# Jet 1221 Makes A Knocking Sound in Fwd



## TonyL (Feb 7, 2015)

Hi folks:

I shut my dust collect off while wet sanding and noticed that my lathe started making a light, repetitive knock sound when rotating forward (which was being hidden by the noise of the DC). It doesn't make this sound in reverse. I removed my center and it still makes the sound, but again, only in forward. It just started doing this today. I would think it make the sound in both directions. I don't anything rubbing, not smell anything burning. It doesn't effect its operation (at least for now).

It makes the sound at all speeds; just more frequently at the faster the rpms. Any ideas would be greatly appreciated. Owned it new since Mar. 14, made about 350 pens with it - nothing else. 

Thanks!


----------



## Dan Masshardt (Feb 7, 2015)

That's a lot of pens.


----------



## JimB (Feb 7, 2015)

It's unlikely but check the belt and make sure everything is clean and nothing sticking to belt or pulley.


----------



## Dan Masshardt (Feb 7, 2015)

JimB said:


> It's unlikely but check the belt and make sure everything is clean and nothing sticking to belt or pulley.

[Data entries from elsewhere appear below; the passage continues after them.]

PR #1207, opened 2015-04-10
Improve plugin install process

augustf:


augustf:
NoMethodError: undefined method `make_plugin_configs' for #<Class:0x00000004226380>
/home/travis/build/concerto/concerto/vendor/bundle/ruby/1.9.1/gems/activerecord-4.1.10/lib/active_record/dynamic_matchers.rb:26:in `method_missing'

PR #1672, opened 2026-03-08
Add inline re-moderation UI on content show page

### LINKED ISSUE #1667: Update content moderation status after initial moderation
After content has been moderated (e.g. approved or rejected), there's no way for a moderator to go back and re-moderate it.

This is particularly important if a feed moderator approved something and later realizes they should have rejected or otherwise needs to reject it.

Maybe we should consider some inline moderation UI on the content#show page for moderators?

bamnet:
## Summary

- Adds a "Change" button next to each submission's status badge on the content show page, visible only to moderators
- Clicking "Change" expands an inline form (hidden by default, scoped per submission) with Approve and Reject actions — uses the existing `toggle` Stimulus controller
- The reject form includes an optional reason textarea, pre-filled when updating an existing rejection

I was thinking the same thing.  Make sure there's no junk in there.  Prob not much though if you're using a dust collector.  

Mine used to / occasionally makes what is refer to as a clicking sound in reverse.  No bog deal though to me as it always want away.


----------



## low_48 (Feb 7, 2015)

I've read other posts that say their machine only makes odd noises in reverse. You should call Jet.


----------



## Charlie_W (Feb 7, 2015)

Try taking the belt off the motor pulley and running the motor.

Also, rotate the spindle by hand without the motor/belt. Does it rotate smoothly? Place your ear on the headstock by the bearings while turning by hand.
You can use a mechanics stethoscope while it is running or use a screwdriver on the housing near the bearings with your ear on the handle end of the screwdriver. If there is any noise in the bearings, this will transfer it so you can pinpoint it. Check the motor too.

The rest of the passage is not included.